Dr. Sanjay Madria's research interest is in energy efficient computing over mobile ad hoc and sensor networks. These networks are mainly constrained by battery power and therefore, the computing, security and communication algorithms have to be energy-efficient. Dr Madria has designed test-beds and experimented with many power-aware security algorithms, power-efficient routing, energy-efficient data management and privacy preserving schemes. There are many wireless network applications such as disaster recovery, battlefield environment, moving object tracking which can benefit from such power-efficient solutions. More recently, he has worked on SCADA system security and security in cyber physical systems. More information on Dr. Madria's research can be obtained from www.mst.edu/~cswebdb.

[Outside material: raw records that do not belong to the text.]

PR #15134, opened 2023-07-20
Update docs to mention gitignore changes

moiri-gamboni:
## Description

Updates docs to mention that prettier follows .gitignore in the CWD.

## Checklist


awsr:
Any chance of getting this merged? I spent hours trying to figure out why Prettier wasn't working only to finally stumble upon the answer on my own because searching the documentation for ignoring code showed _nothing_ about it being used by default. It only gets mentioned elsewhere under the description for the `--ignore-path` path option (which I wasn't using, so why would I look there?), and even _that_ **doesn't show up in the results** when searching for "gitignore" in the documentation.

sosukesuzuki (approved):

docs/ignore.md
```diff
@@ -24,7 +24,7 @@ coverage
 
 It’s recommended to have a `.prettierignore` in your project! This way you can run `prettier --write .` to make sure that everything is formatted (without mangling files you don’t want, or choking on generated files). And – your editor will know which files _not_ to format!
 
-By default prettier ignores files in version control systems directories (".git", ".svn" and ".hg") and `node_modules` (if [`--with-node-modules` CLI option](cli.md#--with-node-modules) not specified)
+By default prettier ignores files in version control systems directories (".git", ".svn" and ".hg") and `node_modules` (if [`--with-node-modules` CLI option](cli.md#--with-node-modules) not specified). Prettier will also follow rules specified in .gitignore if it exists in the same directory from which it is run.
```
fisker, line 27: We also ignores `.sl`  https://github.com/prettier/prettier/blob/56945ecf12a5b2e3b70e13bbcec956ccaf7bd460/src/cli/expand-patterns.js#L47

fisker: If we are going to mention `.gitignore` here, maybe we should put `.prettierignore` here too.

fisker, line 27:
```suggestion
By default prettier ignores files in version control systems directories (".git", ".sl", ".svn", and ".hg") and `node_modules` (unless [`--with-node-modules` CLI option](cli.md#--with-node-modules) is specified). Prettier will also follow rules specified in ".gitignore" file if it exists in the same directory from which it is run.
```

awsr, line 27: Slightly better wording would probably be:

```suggestion
By default prettier ignores files in version control systems directories (".git", ".sl", ".svn" and ".hg") and `node_modules` (unless the [`--with-node-modules` CLI option](cli.md#--with-node-modules) is specified). Prettier will also follow rules specified in the ".gitignore" file if it exists in the same directory from which it is run.
```

fisker (approved):

fisker:
Hello @moiri-gamboni Can you copy change to files in `website/versioned_docs/version-stable/`? So the website can be updated when we merge.

PR #15157, opened 2023-07-24
Update Babel to v8

nicolo-ribaudo:
## Description

Let's see if there are any big problems :)

I'm also working on re-enabling prettier tests in Babel's CI for Babel 8, which we had to disable when moving to native ESM. This is _veary early_, so at least until when we them working do not even think about merging this PR 😛 

These are the breaking changes in `@babel/parser`:
  - Dropped support for the `moduleAttributes` plugin (prettier does not use it)
  - AST nodes do not have a `__clone` method anymore (prettier does not use it)
  - When the `estree` plugin is enabled, we now generate ESTree-compliant AST for class fields (**prettier already supports proper estree**)
  - In AST nodes `TSCallSignatureDeclaration`, `TSConstructSignatureDeclaration`, `TSFunctionType`, `TSConstructorType` and `TSMethodSignature` we renamed `parameters` to `params` and `typeAnnotation` to `returnType` **(prettier already supports the new names)**
  - Tokens changes: **(this might affect prettier?)**
  	- `#foo` is a single `tt.privateName` token instead of `#` + identifier
  	- `` `start `` opening template literals is now a single token instead of two
  - New recoverable errors: **(this might affect prettier?)**
  	- Disallow `>`/`}` in JSX text, which is invalid according to the JSX spec (`<div>></div>`)
  	- Disallow unparenthesized SequenceExpression in JSX (`<div>{a,b}</div>`)

Breaking changes in the other packages do not affect prettier, other than:
- we ship Babel as native ESM (but Prettier bundles Babel, so it doesn't matter)
- we dropped support for Node <16 **(prettier compiles babel in its released bundle so this is not a problem for the published version. However, prettier uses babel to run some tests in Node.js 14 and thus we need to compile babel on-the-fly)**

Fill changelog: https://next.babeljs.io/docs/v8-migration-api

## Checklist


nicolo-ribaudo:
It looks like CI is failing on chalk, it might be fixed by https://github.com/babel/babel/pull/15814.

nicolo-ribaudo:
Yep, the problem comes from `@babel/code-frame`.

However, will have to update `parser`/`types`/`generator` at the same time, because of the AST changes.

fisker:
The dev version passed, means the build script need update, 

> TypeError: Cannot read properties of undefined (reading 'platform')

Should be `process.platform` , caused by https://github.com/prettier/prettier/blob/6ed37ad85731e4e62d81481d40dfd98c6a675a10/scripts/build/build-javascript-module.js#L116

fisker:
This package size increased https://github.com/prettier/prettier/actions/runs/5648163263/job/15299782481?pr=15157#step:4:289

This replacement may not working.

https://github.com/prettier/prettier/blob/6ed37ad85731e4e62d81481d40dfd98c6a675a10/scripts/build/config.js#L397-L400

scripts/build/config.js
```diff
@@ -426,11 +426,21 @@ const nonPluginUniversalFiles = [
...
+        }),
         path: path.join(dirname, "./shims/babel-highlight.js"),
       },
       {
-        module: createRequire(require.resolve("vnopts")).resolve("chalk"),
+        module: require.resolve("chalk", {
+          paths: [require.resolve("@babel/code-frame")]
+        }),
+        path: path.join(dirname, "./shims/chalk.js"),
+      },
```
nicolo-ribaudo, line 439: This change (and the `getChalk` removal in `shims/babel-highlight.js`) are because of https://github.com/babel/babel/pull/15812.

You will need to do the same changes when we release the next Babel 7 version, as `@babel/code-frame` now has a `chalk` dependency.

nicolo-ribaudo:
Would it be possible for Prettier to compile `@babel/parser` down to Node.js 14 when bundling it? We were planning to only support Node.js 16+, but this would be a problem given that prettier supports Node.js 14+.

fisker:
> Would it be possible for Prettier to compile @babel/parser down to Node.js 14 when bundling it?

Yes, we can do when bundling.

> The alternative could be that we publish @babel/parser compiled down to Node.js 14 just for prettier

Not nessary, we can figure how to do it ourself.

fisker:
esbuild should be able to transform `??=`. Maybe our target is wrong? https://github.com/prettier/prettier/blob/825425c57f00268abaf3964b441a7649c8004ba0/scripts/build/build-javascript-module.js#L227


We can also use `supported` option https://esbuild.github.io/api/#supported

nicolo-ribaudo:
Debugging the error, it looks like the problem is that `@babel/code-frame` and `@babel/runtime` are being loaded at runtime by `tests/config/format-test-setup.js`, and they use syntax not supported by Node.js 14 (`??=`).

fisker:
We used bundle modules into `vendors/` and load from there. https://github.com/prettier/prettier/pull/12217

scripts/build/config.js
fisker: [`de94bcc` (#15236)](https://github.com/prettier/prettier/pull/15236/commits/de94bccca752f3e2db07ecd6c470735f9dd8590a)

fisker:
@nicolo-ribaudo 

I think everything is working as expected now. 
Since we are not going to release new version in near future, I think we can merge.  

Questions:

1. Will we release v8 for every change in babel repo?
2. Should we do something for the e2e test in babel repo?

PR #15171, opened 2023-07-29
2548 long long member and method chain

### LINKED ISSUE #2548: Long chaining property?
**Version**

1.5.3

**Code**

([Playground](https://prettier.io/playground/#%7B%22content%22%3A%22this.is.a.long.long.long.long.long.long.long.long.long.long.long.long.long.long.long.long.method()%3B%22%2C%22options%22%3A%7B%22printWidth%22%3A80%2C%22tabWidth%22%3A2%2C%22singleQuote%22%3Afalse%2C%22trailingComma%22%3A%22none%22%2C%22bracketSpacing%22%3Atrue%2C%22jsxBracketSameLine%22%3Afalse%2C%22parser%22%3A%22babylon%22%2C%22semi%22%3Atrue%2C%22useTabs%22%3Afalse%2C%22doc%22%3Afalse%2C%22ast%22%3Afalse%7D%7D))

```js
this.is.a.long.long.long.long.long.long.long.long.long.long.long.long.long.long.long.long.method();
```

**Expected**

Split it somewhere.

**Actual**

No changes

seiyab:
## Description
Fix #2548.

## Checklist

### DIFF
--- a/src/language-js/print/member-chain.js
+++ b/src/language-js/print/member-chain.js
@@ -24,11 +24,10 @@ import {
   conditionalGroup,
   breakParent,
   label,
-  softline,
 } from "../../document/builders.js";
 import { willBreak } from "../../document/utils.js";
 import printCallArguments from "./call-arguments.js";
-import { printMemberLookup, shouldInlineMember } from "./member.js";
+import { printMemberLookup } from "./member.js";
 import {
   printOptionalToken,
   printFunctionTypeParameters,
@@ -106,19 +105,21 @@ function printMemberChain(path, options, print) {
       });
     } else if (isMemberish(node)) {
       path.call((object) => rec(object), "object");
-      let doc;
-      if (isMemberExpression(node)) {
-        const lookupDoc = printMemberLookup(path, options, print);
-        doc = shouldInlineMember(path, printedNodes.at(-1).printed)
-          ? lookupDoc
-          : group(indent([softline, lookupDoc]));
-      } else {
-        doc = printBindExpressionCallee(path, options, print);
-      }
       printedNodes.push({
         node,
         needsParens: pathNeedsParens(path, options),
-        printed: printComments(path, doc, options),
+        printed: printComments(
+          path,
+          isMemberExpression(node)
+            ? printMemberLookup(
+                path,
+                options,
+                print,
+                printedNodes.at(-1)?.printed,
+              )
+            : printBindExpressionCallee(path, options, print),
+          options,
+        ),
       });
     } else if (node.type === "TSNonNullExpression") {
       path.call((expression) => rec(expression), "expression");
--- a/src/language-js/print/member-chain.js
+++ b/src/language-js/print/member-chain.js
@@ -24,10 +24,11 @@ import {
   conditionalGroup,
   breakParent,
   label,
+  softline,
 } from "../../document/builders.js";
 import { willBreak } from "../../document/utils.js";
 import printCallArguments from "./call-arguments.js";
-import { printMemberLookup } from "./member.js";
+import { printMemberLookup, shouldInlineMember } from "./member.js";
 import {
   printOptionalToken,
   printFunctionTypeParameters,
@@ -87,7 +88,8 @@ function printMemberChain(path, options, print) {
       isCallExpression(node) &&
       (isMemberish(node.callee) || isCallExpression(node.callee))
     ) {
-      printedNodes.unshift({
+      path.call((callee) => rec(callee), "callee");
+      printedNodes.push({
         node,
         printed: [
           printComments(
@@ -102,28 +104,30 @@ function printMemberChain(path, options, print) {
           shouldInsertEmptyLineAfter(node) ? hardline : "",
         ],
       });
-      path.call((callee) => rec(callee), "callee");
     } else if (isMemberish(node)) {
-      printedNodes.unshift({
+      path.call((object) => rec(object), "object");
+      let doc;
+      if (isMemberExpression(node)) {
+        const lookupDoc = printMemberLookup(path, options, print);
+        doc = shouldInlineMember(path, printedNodes.at(-1).printed)
+          ? lookupDoc
+          : group(indent([softline, lookupDoc]));
+      } else {
+        doc = printBindExpressionCallee(path, options, print);
+      }
+      printedNodes.push({
         node,
         needsParens: pathNeedsParens(path, options),
-        printed: printComments(
-          path,
-          isMemberExpression(node)
-            ? printMemberLookup(path, options, print)
-            : printBindExpressionCallee(path, options, print),
-          options,
-        ),
+        printed: printComments(path, doc, options),
       });
-      path.call((object) => rec(object), "object");
     } else if (node.type === "TSNonNullExpression") {
-      printedNodes.unshift({
+      path.call((expression) => rec(expression), "expression");
+      printedNodes.push({
         node,
         printed: printComments(path, "!", options),
       });
-      path.call((expression) => rec(expression), "expression");
     } else {
-      printedNodes.unshift({
+      printedNodes.push({
         node,
         printed: print(),
       });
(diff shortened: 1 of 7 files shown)


src/language-js/print/member-chain.js
```diff
@@ -102,28 +103,32 @@ function printMemberChain(path, options, print) {
           shouldInsertEmptyLineAfter(node) ? hardline : "",
         ],
       });
-      path.call((callee) => rec(callee), "callee");
     } else if (isMemberish(node)) {
-      printedNodes.unshift({
+      path.call((object) => rec(object), "object");
+      printedNodes.push({
```
seiyab, line 108: I reversed the order:
- before: `unshift()` current property -> recursive call for object
- after: recursive call for object -> `push()` current property

This is because I need the doc for the object to print member lookup.
I think the performance and readability might be worried about. My thoughts are following, though I haven't benchmarked.
- Performance
  - Tail call optimization doesn't apply for both before and after.
  - `push()` should be faster than `unshift()`
- Readability
  - Former one goes right to left and latter one goes left to right. I feel it get more readable.

src/language-js/print/member-chain.js
```diff
@@ -102,28 +103,32 @@ function printMemberChain(path, options, print) {
...
         needsParens: pathNeedsParens(path, options),
         printed: printComments(
           path,
           isMemberExpression(node)
-            ? printMemberLookup(path, options, print)
+            ? printMemberLookup(
+                path,
+                options,
+                print,
+                printedNodes.at(-1)?.printed,
```
seiyab, line 118: I found I'm misunderstanding something here, though it might works fine.

tests/format/js/arrow-call/__snapshots__/jsfmt.spec.js.snap
```diff
@@ -255,26 +249,23 @@ const testResults = results.testResults.map((testResult) =>
...
 
 expect(() =>
   asyncRequest({ url: "/test-endpoint-but-with-a-suuuuuuuuper-long-url" })
 ).toThrowError(/Required parameter/);
 
-expect(() =>
-  asyncRequest({ type: "foo", url: "/test-endpoint" })
-).not.toThrowError();
+expect(() => asyncRequest({ type: "foo", url: "/test-endpoint" })).not
+  .toThrowError();
```
seiyab, line 268: It looks to get worse to read.
In my opinion, this is an unfortunate edge case.
We need better heuristics, if this can't be accepted.

src/language-js/print/member.js
```diff
@@ -6,16 +6,65 @@ import {
...
+      return [optional, "[", property, "]"];
+    }
+
+    return group([optional, "[", indent([softline, property]), softline, "]"]);
+  }
+}
+
+/**
+ * @param {AstPath} path
+ * @param {*} objectDoc
```
seiyab, line 57: I want to put "Doc" type here but it requires too redundant check like:
```diff
- objectDoc.label?.memberChain
+ typeof objectDoc === "object" && "label" in objectDoc &&  typeof objectDoc.label === "object" &&  "memberChain" in objectDoc.label && objectDoc.label?.memberChain
```
Putting `@property {*} [label]` for `Doc` (it should be right), it get a bit better:
```diff
- objectDoc.label?.memberChain
+ typeof objectDoc === "object" && "label" in objectDoc &&  objectDoc.label?.memberChain
```
But I think this might still make developers to avoid typing.
Then, defining `@typedef {Partial<DocObject> & (string | DocObject | DocArray)} LooseDoc`, or just define `Doc` as it make just `objectDoc.label?.memberChain` works.
I'd like to hear member's opinion

src/language-js/print/member-chain.js
seiyab: I reverted this change because objectDoc doesn't look necessary here.

src/language-js/print/member-chain.js
seiyab: Outdated. Probably resolved.

seiyab:
Maybe I accidentally hit another independent issue about idempotency...
```diff
-   .Even// comment<LF>
+   .Even // comment<LF>
```

src/language-js/print/member.js
seiyab: I mean that I will open a discussion or an issue if it is worth to discuss, or open a PR if it looks better than the current one.

tests/format/js/arrow-call/__snapshots__/jsfmt.spec.js.snap
fisker: We suppose to use installed v3.0.1 not the dev version to format, something is wrong.

seiyab:
I consider it ready for review.
(Just for a reminder. I'm patiently waiting for review.)

fisker:
Sorry for the long delay, I'll take a look ASAP.

tests/format/js/method-chain/__snapshots__/jsfmt.spec.js.snap
```diff
@@ -1,5 +1,87 @@
...
+So.why.choose.the.Prettier./* comment */ style.guide /* comment */.over.any
+  .other.random.style
+  .guide?.()
+  .Because.Prettier.is./* comment */ the.only./* comment */ style.guide.that.is
+    .fully.automatic()
+  // commment
+  .Even // comment
+  .if.Prettier.does.not.format.all.code["100%"].the.way["you’d"].like["it’s"]
+    .worth.the.sacrifice.given.the.unique.benefits.of.Prettier["don’t"].you
+    .think?.();
```
fisker, line 80: Can you find some real world case? These tests doesn't make sense to me at all. Nobody write code like this.

tests/format/js/method-chain/__snapshots__/jsfmt.spec.js.snap
```diff
@@ -1,5 +1,87 @@
...
+    "CSS, Less and SCSS",
+    "HTML",
+    "Ember/Handlebars",
+    "JSON",
+    "GraphQL",
+    "Markdown, including GFM and MDX",
+    "YAML",
+  )
+  .it.removes.all.original.styling.and.ensures.that.all.outputted.code.conforms
+    .to.a.consistent.style(see, this, blogpost);
```
fisker, line 60: This indention seems unnessary.

tests/format/js/method-chain/__snapshots__/jsfmt.spec.js.snap
seiyab: I see. I'll consider a more practical test case. This is just a test case that is so long chain and not likely to have a copyright / license issue.

tests/format/js/method-chain/__snapshots__/jsfmt.spec.js.snap
seiyab: I'll fix it.

seiyab:
Finally it looks to "work".
But I'm not sure whether the introduced complexity is reasonable to fix the bug.
I intend to look for simpler way. This might be more costly than leaving the bug existing.

seiyab:
I give up to make it easier to read.
I consider it's ready for review.

src/language-js/print/member-chain.js
```diff
@@ -106,7 +107,9 @@ function printMemberChain(path, options, print) {
     } else if (isMemberish(node)) {
       printedNodes.unshift({
         node,
+        path,
```
fisker, line 110: `ASTPath` is a state machine, it make no sense to add to the array.

seiyab: Thank you, you're right.
I added it once and it didn't work. Then added `shouldInline` instead and forgot to remove it.

fisker:
I was looking at prs send by you, and found this, sorry that we lost track.
The new output doesn't look so good. But I'm not sure what we can do. We'll proberly just ignore such edge cases.

seiyab:
I agree that this change is not worth applying enough. Probably I had encountered a practical problematic case to be improved as I worked on it. But I completely forget it. Closing this PR 👍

Keywords: energy efficient algorithms, SCADA, security, sensor networks, cloud computing, smart buildings
Dr. Daniel R. Tauritz's primary research interest is in Evolutionary computing, both the design of novel types of Evolutionary Algorithms and their application to real-world problem solving in areas such as Cyber Security (intrusion/malware detection, situational awareness in computer networks), Critical Infrastructure Protection (coevolutionary armsraces for hardening electric power transmission systems), and Automated Software Engineering (automated software testing & correction). His long-term research goal is to create self-configuring, dynamic Evolutionary Algorithms which require no parameter tuning by users and whose parameters dynamically adapt during problem solving. Such structures have the potential to autonomously regulate population dynamics via emergent behavior rather than the centralized control structures traditionally employed by Evolutionary Algorithms. More information on Dr. Tauritz’s research can be obtained from: http://web.mst.edu/~tauritzd
Keywords: cyber security, meta-heuristics, critical infrastructure protection, evolutionary computing, search based software engineering, computational intelligence
Dr. Zhaozheng Yin's research interest is in computing technologies that are theoretically-sound and practically-applicable in civilian, military, healthcare and multimedia applications. To that end, he is particularly interested in perception, sensor fusion, learning methods that can make these technologies as realities. He has been working on single or multi-camera visual information processing for detecting, tracking, and recognizing objects. These research activities lead to algorithms and systems capable of understanding object behaviors in biomedical and natural scene images.